THE INPUT:
PR #57015, opened 2025-06-19
gcc-14: enable gfortran

xnox:
Enable versioned gfortran too. chainguard-2.28 is still on gcc-14 and some projects need gfortran and the 15 gfortran doesn't work with gcc 14 provided crt files and lto plugins. Instead of trying to provide 15 ctr files and lto plugins it is easier to just enable gfortran build in gcc-14 for now for consistent toolchain builds.

### DIFF
--- a/gcc-14.yaml
+++ b/gcc-14.yaml
@@ -1,7 +1,7 @@
 package:
   name: gcc-14
   version: 14.3.0
-  epoch: 1
+  epoch: 2
   description: "the GNU compiler collection - version 14"
   copyright:
     - license: GPL-3.0-or-later WITH GCC-exception-3.1
@@ -98,7 +98,7 @@ pipeline:
             --with-arch=$march \
             --with-tune=$mtune \
             --with-specs=$specs \
-            --enable-languages=c,c++ \
+            --enable-languages=c,c++,fortran \
             --enable-bootstrap \
             --enable-gnu-indirect-function \
             --enable-gnu-unique-object \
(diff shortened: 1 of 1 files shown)


gcc-14.yaml
```diff
@@ -197,22 +197,63 @@ subpackages:
...
   - name: 'gcc-14-default'
     description: 'Use GCC 14 as system gcc'
     dependencies:
       provides:
         - gcc=${{package.full-version}}
+        - gfortran=${{package.full-version}}
       runtime:
         - gcc-14=${{package.full-version}}
+        - gfortran-14=${{package.full-version}}
+        - libgfortran
```
sergiodj, line 247: Shouldn't this be `libgfortran-14=${{package.full-version}}` as well?  Or maybe just omit this runtime dependency since `gfortran-14` already depends on `libgfortran-14`?

sergiodj (changes requested):

gcc-14.yaml
xnox: @sergiodj no it should not! Because libgfortran-14 has link time dev library in /14/ lib directory, yet just compiled binaries typically need runtime library that is backwards compatible and should come from latest build.

This is same as libstdc++-14 not providing a public libstdc++ and that one is currently pulled in indirectly and by accident as toolchain itself needs libstdc++ in global library search path. However gfortran itself is not written in fortran and thus doesn't actually have runtime dependency on libgfortran.

xnox: Without this dep, the just compiled applications cannot execute. For example unit tests written in fortran.

sergiodj (approved):

gcc-14.yaml
xnox: I do agree it is unfortunate.

Maybe all gcc libraries should be shipped in versioned paths, and we should simply add /15/ path to ld.so.conf.d paths like we do for nvidia.

This would look weird and unlike what everyone else does.

Or possibly make gcc-15 provide versioned compileres; and have separate gcc-libs which only provides runtime libs. As in theory we can increase gcc-libs without upgrading compiler. But that is also weird.

PR #57019, opened 2025-06-19
py3-sphinxext-opengraph: add new package

aborrero:
Add new package, required dependency of some other packages, like smartypants, which has some sphinx-based docs that somehow load this opengraph extension.

Fixes: https://github.com/wolfi-dev/os/pull/56819

Related:

#### For new package PRs only

### DIFF
--- a/py3-sphinx.yaml
+++ b/py3-sphinx.yaml
@@ -57,7 +57,6 @@ subpackages:
         - py${{range.key}}-sphinxcontrib-qthelp
         - py${{range.key}}-sphinxcontrib-serializinghtml
         - py${{range.key}}-tomli
-        - py${{range.key}}-sphinxext-opengraph
     pipeline:
       - uses: py/pip-build-install
         with:
--- a/py3-sphinx.yaml
+++ b/py3-sphinx.yaml
@@ -1,7 +1,7 @@
 package:
   name: py3-sphinx
   version: "8.2.3"
-  epoch: 0
+  epoch: 1
   description: Python Documentation Generator
   copyright:
     - license: MIT
@@ -57,6 +57,7 @@ subpackages:
         - py${{range.key}}-sphinxcontrib-qthelp
         - py${{range.key}}-sphinxcontrib-serializinghtml
         - py${{range.key}}-tomli
+        - py${{range.key}}-sphinxext-opengraph
     pipeline:
       - uses: py/pip-build-install
         with:
--- a/py3-sphinx.yaml
+++ b/py3-sphinx.yaml
@@ -1,7 +1,7 @@
 package:
   name: py3-sphinx
   version: "8.2.3"
-  epoch: 1
+  epoch: 0
   description: Python Documentation Generator
   copyright:
     - license: MIT
--- a/py3-sphinxext-opengraph.yaml
+++ b/py3-sphinxext-opengraph.yaml
@@ -5,8 +5,6 @@ package:
   description: sphinxcontrib-devhelp is a sphinx extension to generate unique OpenGraph metadata
   copyright:
     - license: BSD-3-Clause
-  dependencies:
-    provider-priority: "0"
 
 vars:
   pypi-package: sphinxext-opengraph
@@ -15,10 +13,10 @@ vars:
 data:
   - name: py-versions
     items:
-      3.10: '310'
-      3.11: '311'
-      3.12: '312'
-      3.13: '313'
+      3.10: ''
+      3.11: ''
+      3.12: ''
+      3.13: ''
 
 environment:
   contents:
@@ -37,10 +35,6 @@ subpackages:
   - range: py-versions
     name: py${{range.key}}-${{vars.pypi-package}}
     description: python${{range.key}} version of ${{vars.pypi-package}}
-    dependencies:
-      provider-priority: ${{range.value}}
-      provides:
-        - py3-${{vars.pypi-package}}
     pipeline:
       - uses: py/pip-build-install
         with:
@@ -48,6 +42,7 @@ subpackages:
       - uses: strip
     test:
       pipeline:
+        - uses: test/tw/pip-check
         - uses: python/import
           with:
             python: python${{range.key}}
@@ -65,10 +60,7 @@ subpackages:
 
 test:
   pipeline:
-    - uses: python/import
-      with:
-        imports: |
-          # import ${{vars.import}} # AVOID_DEP_CYCLE(sphinx)
+    - uses: test/emptypackage
 
 update:
   enabled: true
--- a/py3-sphinxext-opengraph.yaml
+++ b/py3-sphinxext-opengraph.yaml
@@ -1,0 +1,77 @@
+package:
+  name: py3-sphinxext-opengraph
+  version: 0.10.0
+  epoch: 0
+  description: sphinxcontrib-devhelp is a sphinx extension to generate unique OpenGraph metadata
+  copyright:
+    - license: BSD-3-Clause
+  dependencies:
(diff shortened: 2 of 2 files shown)


py3-sphinxext-opengraph.yaml
```diff
@@ -0,0 +1,77 @@
...
+  pypi-package: sphinxext-opengraph
+  import: sphinxext.opengraph
+
+data:
+  - name: py-versions
+    items:
+      3.10: '310'
+      3.11: '311'
+      3.12: '312'
+      3.13: '313'
```
dannf: no need for the values here, just leave them empty.

py3-sphinxext-opengraph.yaml
```diff
@@ -0,0 +1,77 @@
+package:
+  name: py3-sphinxext-opengraph
+  version: 0.10.0
+  epoch: 0
+  description: sphinxcontrib-devhelp is a sphinx extension to generate unique OpenGraph metadata
+  copyright:
+    - license: BSD-3-Clause
+  dependencies:
+    provider-priority: "0"
```
dannf: no need for a `provider-priority` - we're not transitioning from an earlier `py3-sphinxext-opengraph`

py3-sphinxext-opengraph.yaml
```diff
@@ -0,0 +1,77 @@
...
+      provider-priority: ${{range.value}}
+      provides:
+        - py3-${{vars.pypi-package}}
+    pipeline:
+      - uses: py/pip-build-install
+        with:
+          python: python${{range.key}}
+      - uses: strip
+    test:
+      pipeline:
```
dannf, line 47: please add `test/tw/pip-check`

py3-sphinxext-opengraph.yaml
```diff
@@ -0,0 +1,77 @@
...
+        - py3.11-${{vars.pypi-package}}
+        - py3.12-${{vars.pypi-package}}
+        - py3.13-${{vars.pypi-package}}
+
+test:
+  pipeline:
+    - uses: python/import
+      with:
+        imports: |
+          # import ${{vars.import}} # AVOID_DEP_CYCLE(sphinx)
```
dannf: there should be nothing to import, this package should be empty (after provides are removed). Also, please add `test/emptypackage`

py3-sphinxext-opengraph.yaml
```diff
@@ -0,0 +1,77 @@
...
+        with:
+          python: python${{range.key}}
+      - uses: strip
+    test:
+      pipeline:
+        - uses: python/import
+          with:
+            python: python${{range.key}}
+            imports: |
+              # import ${{vars.import}} # AVOID_DEP_CYCLE(sphinx)
```
dannf: how is this used then? And can add a test that does *that*?

py3-sphinxext-opengraph.yaml
```diff
@@ -0,0 +1,77 @@
...
+      tag: v${{package.version}}
+
+subpackages:
+  - range: py-versions
+    name: py${{range.key}}-${{vars.pypi-package}}
+    description: python${{range.key}} version of ${{vars.pypi-package}}
+    dependencies:
+      provider-priority: ${{range.value}}
+      provides:
+        - py3-${{vars.pypi-package}}
```
dannf: please remove. this pattern is for transitioning from a previously non-multiversioned package. this package is net new.

dannf (changes requested):

py3-sphinxext-opengraph.yaml
aborrero: done.

py3-sphinxext-opengraph.yaml
aborrero: I think importing the library directly is a good to test. I have tested that on my system.

However, the most common way of using this extension is by using the sphinx library directly.

py3-sphinxext-opengraph.yaml
aborrero: done.

py3-sphinxext-opengraph.yaml
aborrero: done.

py3-sphinxext-opengraph.yaml
aborrero: done.

py3-sphinxext-opengraph.yaml
aborrero: done.

py3-sphinx.yaml
```diff
@@ -57,6 +57,7 @@ subpackages:
         - py${{range.key}}-sphinxcontrib-qthelp
         - py${{range.key}}-sphinxcontrib-serializinghtml
         - py${{range.key}}-tomli
+        - py${{range.key}}-sphinxext-opengraph
```
dannf: Does it make sense to have a dependency here? `py3-sphinx` doesn't seem to actually *require* it.  I added pip-check to `py3-sphinx` to see if this was reported as a missing dependency, and it wasn't:

```
2025/06/20 08:33:59 INFO running 'pip check' with /usr/bin/python3.11 at version '3.11'
2025/06/20 08:33:59 INFO execute: /usr/bin/python3.11 /usr/share/pip-zipapp/pip-zipapp.pyz check
2025/06/20 08:34:00 INFO sphinx 8.2.3 has requirement sphinxcontrib-jsmath>=1.0.1, but you have sphinxcontrib-jsmath 1.0.1.dev20241212.
```

Perhaps it should be in `smartypants` or whatever in-between project actually requires it.

aborrero: good point. I will update soon.

py3-sphinxext-opengraph.yaml
dannf: My question was because this appears to be commented-out.
Can you explain the dep cycle that's preventing this? Is it because py3-sphinx is in the same PR?

py3-sphinx.yaml
```diff
@@ -1,7 +1,7 @@
 package:
   name: py3-sphinx
   version: "8.2.3"
-  epoch: 0
+  epoch: 1
```
dannf: thx. but that begs the question, why bump it at all now?

aborrero: fair.

Updated.

py3-sphinxext-opengraph.yaml
aborrero: I just copy-pasted this code from the other sphinx packages.

I understand now what happens. The plugins and the core package have a sensitive dependency between them.

For example, if have the import here uncommented then I have to declare a runtime dependency on sphinx (the extension wont load without sphinx being installed).

But if I do so, then the pip check will fail because it has a weird error about the version:

2025/06/20 16:02:55 INFO sphinx 8.2.3 has requirement sphinxcontrib-jsmath>=1.0.1, but you have sphinxcontrib-jsmath 1.0.1.dev20241212.

So my proposal is to drop the pip check and leave the import test. Wdyt?

dannf: I think that's a bug with `shinxcontrib-jsmath`'s versioning. The version on pypi is 1.0.1:

https://pypi.org/project/sphinxcontrib-jsmath/

So somehow we're appending a `dev$DATED` extension. I think we should understand why and fix that - is that something you could look at?

dannf: This should do it - https://github.com/wolfi-dev/os/pull/57213

aborrero:
follow up on https://github.com/wolfi-dev/os/pull/57314

PR #57024, opened 2025-06-19
prometheus-operator: add iam subpackage

kranurag7:


prometheus-operator.yaml
```diff
@@ -130,6 +136,34 @@ subpackages:
               exit 1
             }
 
+  - name: ${{package.name}}-iamguarded-compat
+    description: "compat package for iamguarded"
+    pipeline:
+      - runs: |
+          mkdir -p /opt/iamguarded/prometheus-operator/bin/
```
klrmngr, line 143: would it be a good idea to use `${{package.name}}` here (and anywhere else that has `prometheus-operator`) to facilitate easier copy-paste in the future?

kranurag7: keeping it same here will facilitate easier copy-pasting b/w fips and non-fips. If we use package name then that'll change on fips

klrmngr (approved):

maxgio92 (approved):

PR #57122, opened 2025-06-20
openssf-compiler-options: clang 14

javacruft:
Add support for Clang 14.


dannf (approved):
just to confirm - have you verified that these options are all relevant for 14?https://best.openssf.org/Compiler-Hardening-Guides/Compiler-Options-Hardening-Guide-for-C-and-C++.html

PR #57215, opened 2025-06-21
kubeflow-pipelines: upgrade envoy config

xnox:
Upstream ships
https://github.com/kubeflow/pipelines/commits/master/third_party/metadata_envoy/envoy.yaml
which is used in their dockerfile under the name envoy.yaml

From history, we packaged this file under a different name always, and
our image has always used it under a different name. Not sure why.

Also the contents of our statically vendored config, doesn't seem to
match any versions or copies of the upstream envoy.yaml config. Not
sure if this is intentional (because our envoy is different) or
original enovy.yaml was taken from somewhere else (i.e. some other
repo or docs).

Also I don't know what this does, but imho we should attempt to
upgrade to upstream config of envoy for this image.

This was noticed by @justinvreeland [here](https://github.com/wolfi-dev/os/pull/53546#discussion_r2159565580).

TODO: test image release with this update


cmwilson21:
Thanks for the contribution!

PR #57272, opened 2025-06-23
vale: new package

ajayk:


eslerm:
This package contains many dictionaries. Malcontent found patterns in these dictionaries that match malware. False positive.

srishtih (approved):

WHAT YOU NEED TO DO: Note how many lines in the data above contain "used", then state that number alone.

TASK RESPONSE: 3